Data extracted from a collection
= Beginning of Section =
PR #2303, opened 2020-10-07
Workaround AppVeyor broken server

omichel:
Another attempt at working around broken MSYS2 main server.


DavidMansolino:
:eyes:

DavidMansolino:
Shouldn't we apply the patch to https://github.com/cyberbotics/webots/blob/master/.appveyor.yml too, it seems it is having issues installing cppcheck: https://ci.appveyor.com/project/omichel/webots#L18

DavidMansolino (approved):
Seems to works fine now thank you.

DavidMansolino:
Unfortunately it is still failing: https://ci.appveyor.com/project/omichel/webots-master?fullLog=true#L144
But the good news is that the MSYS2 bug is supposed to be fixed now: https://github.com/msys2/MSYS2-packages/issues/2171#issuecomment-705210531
= End of Section =
## Exercise objective:
All lines carrying the word "issues" must be copied from the data above.

## Response area:
Shouldn't we apply the patch to https://github.com/cyberbotics/webots/blob/master/.appveyor.yml too, it seems it is having issues installing cppcheck: https://ci.appveyor.com/project/omichel/webots#L18
But the good news is that the MSYS2 bug is supposed to be fixed now: https://github.com/msys2/MSYS2-packages/issues/2171#issuecomment-705210531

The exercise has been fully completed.